Par.1 Drie ontwikkelingen rond 1900:
- Betere hygiëne en kennis van ziekten->bevolkingsgroei;
- Nieuwe vervoersmiddelen: auto, trein, vliegtuig etc;
- Nieuwe communicatiemiddelen (televisie, radio en telefoon) zorgden voor het sneller
overbrengen van cultuur.
Westerse samenlevingen heten sinds en vanwege deze veranderingen vanaf 1900 moderne
samenlevingen of massasamenlevingen.
Tweede industriële revolutie: sinds 1875 doordat technologische ontwikkelingen sneller gingen.
Vooral het gebruik van andere materialen (bv. staal) en andere energievormen (elektriciteit) zorgden
voor deze ontwikkeling.
De vooruitgang was ook de oorzaak van het cultuurpessimisme.

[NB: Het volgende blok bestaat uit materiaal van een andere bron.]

PR #34, opened 2020-06-18
Install karma and jasmine testing framework

Alex7Li:
This commit sets up jasmine testing with karma for the main repository (not the demo app!). This will be very useful for when we start writing measurement library code later. Added instructions for installation in the README.

Screenshot 2020-06-18 at 5 32 33 PM


spec/example.spec.js
```diff
@@ -0,0 +1,15 @@
+describe('Test that the tests are running', function(){
```
durbanie, line 1: What is the plan for this? Will this file live on forever, or is it only an example? I think an example is a fine idea (it will give me something to build against for Travis), but add a TODO to remove it once the real code/tests are added.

Velen waren bang dat de westerse
cultuur verloren zou gaan in de barbarij van het volk.
Het grootste deel van de bevolking profiteerde niet of nauwelijks van de vooruitgangen-> de
overheid grijpt in met wetgeving:
- Woningen moesten aan strenge eisen voldoen;
- Er werd meer toezicht gehouden op de volksgezondheid;
- Onderwijs voor iedereen en leerplicht.
Andere gevolgen van de ontwikkelingen van de twintigste eeuw was dat landen meer wapens wilden
hebben dan andere landen (zie ook hieronder, onder de kenmerken van de WO I). Ook konden de
moderne communicatiemiddelen ingezet worden voor propaganda (bijvoorbeeld door Hitler).

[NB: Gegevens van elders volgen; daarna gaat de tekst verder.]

PR #37, opened 2020-06-22
Clear cart after checkout

kjgalvan:
Removes all items from cart when checkout is complete.

### DIFF
--- a/demo/src/screens/CheckoutScreen/CheckoutScreen.js
+++ b/demo/src/screens/CheckoutScreen/CheckoutScreen.js
@@ -28,7 +28,7 @@ const BILLING_FORM_ID = 'billing-info-form';
  * @param {function()} clearCart A function to clear all items from cart.
  * @return {!JSX}
  */
-const CheckoutScreenBase = function({clearCart}) {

Par. 2 In de zomer van 1914 begon de Eerste Wereldoorlog. Deze oorlog kenmerkte zich hierin:
- Men gebruikte moderne wapens: vliegtuigen, tanks, mitrailleurs en gifgas;
- De oorlogvoering zelf was ouderwets. Men hanteerde een oude tactiek ondanks de nieuwe
wapens;
- Miljoenen mannen moesten vechten en kregen later aandoeningen vanwege de
traumatische ervaringen aan het front;
- Vrouwen werden ingezet in wapenfabrieken;
- Massamedia gaven propaganda van de overheid door aan de burgers.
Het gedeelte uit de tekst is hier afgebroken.